The standard user will not want to work on this output directly but generate genomic coordinate BED files, summarizing the effect of ligand binding as will be explained next.
RNAmediator_collect_plfold
The genomic coordinate BED file generated by RNAmediator_collect_plfold contains the following columns:
Chr Start End Constraint Accessibility_difference Strand Distance_to_constraint Accessibility_no_constraint Accessibility_constraint Energy_Difference Kd_change Zscore Accessibility_constraint_pos
Note
The first 6 fields follow standard BED format, with the Difference in Accessibility in Column 5 and the constraint as well as its local and genomic coordinates as Identifier in Column4. Distance_to_constraint shows the distance between the region that changed and the applied constraint Accessibility_no_constraint is the accessibility of this region before the constraint was applied Accessibility_constraint is the accessibility of this region after the constraint was applied Energy_Difference is the change in ‘Free Energy’ of the structure after applying the constraint Kd_change is the influence on the Kd of a potential binding partner after the constraint has been applied Zscore is the Zscore of accessibility changes in this position after the constraint has been applied in comparison to all changes in all positions Accessibility_constraint_pos shows the accessibility at the position that was constraint before the constraint was applied
Further steps
The BED file created by CollectConsResults can be used to intersect with other known binding sites on the same gene/transcript. Thus, it is possible to see whether the changes in RNA structure upon binding of one ligand might affect the structure of binding site of other ligands.
RNAtweaks
RNAplfold
For RNAplfold usage two different wrappers exist. One uses the command line version of RNAplfold and the other uses the ViennaRNA API
from RNAmediator.RNAtweaks import RNAtweaks
sequence = "AAATTTTGGGGGGCCCC"
window = 3 # winsize option of RNAplfold
span = 3 # span option of RNAplfold
region = 3 # ulength option of RNAplfold
constraint = ("paired", 3, 5)
api_result = RNAtweaks.api_rnaplfold(sequence, window, span, region=region, temperature=37.0, constraint=[constraint])
cmd_result = RNAtweaks.cmd_rnaplfold(sequence, window, span, region=region, temperature=37.0, constraint=[constraint])
For now only paired and unpaired constraints are supported. The constraints must be a list of Tuples in the format ("paired"/"unpaired", start, end) in contrast to the ViennaRNA constraints these are zero based.

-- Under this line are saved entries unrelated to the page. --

PR #5913, opened 2025-03-26
Index creation fixes

lutter:
This fixes two issues with postponed index creation:

(1) When the table has a user-supplied `block` column, we created the index on `block$` twice
(2) We did not create postponed indexes on `(<attr>, block$)`

### DIFF
--- a/store/postgres/src/relational/index.rs
+++ b/store/postgres/src/relational/index.rs
@@ -784,7 +784,8 @@ impl IndexList {
         table_name: &String,
         dest_table: &Table,
         postponed: bool,
-        concurrent_if_not_exist: bool,
+        concurrent: bool,
+        if_not_exists: bool,
     ) -> Result<Vec<(Option<String>, String)>, Error> {
         let mut arr = vec![];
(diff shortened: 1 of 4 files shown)


store/postgres/src/relational/index.rs
```diff
@@ -667,9 +685,7 @@ impl CreateIndex {
                         }
                         Expr::Vid => (),
                         Expr::Block => {
-                            if !column_exists(cols, &"block".to_string()) {
-                                return false;
-                            }
+                            return dest_table.immutable;
```
zorancv, line 688:
```suggestion
                            if !dest_table.immutable {
                                return false;
                            }
```

zorancv: We need to continue with other columns in case the condition is true.

zorancv (changes requested):
Thank you for fixing those issue!

store/postgres/src/relational/index.rs
lutter: Doh .. yes, you are right.

zorancv (approved):

PR #5918, opened 2025-03-28
Timeout copy batches that take too long and copy tables in parallel

lutter:
Our estimation of batch sizes is generally good and stays within the prescribed bounds, but there are cases where proper estimation of the batch size is nearly impossible since the size of the rows in the table jumps sharply at some point        that is hard to predict. This mechanism ensures that if our estimation is wrong, the consequences aren't too severe.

Both calls will produce an identical PLFoldOutput object that reflects the ViennaRNA _lunp file.
PLFoldOutput
Object that reflects the ViennaRNA _lunp file. The objects supports various functions to get different representations of the file. The recommended usage is to produce an numpy array as follows:
array = api_result.numpy_array
However, it is also possible to get the text representation of the file, which is usually produced by RNAplfold via:
array = api_result.get_text(nan="NA", truncated=False)
Hereby nan replaced the non float values with "NA" and the truncated flag is used to either keep or drop the header lines beginning with “#”.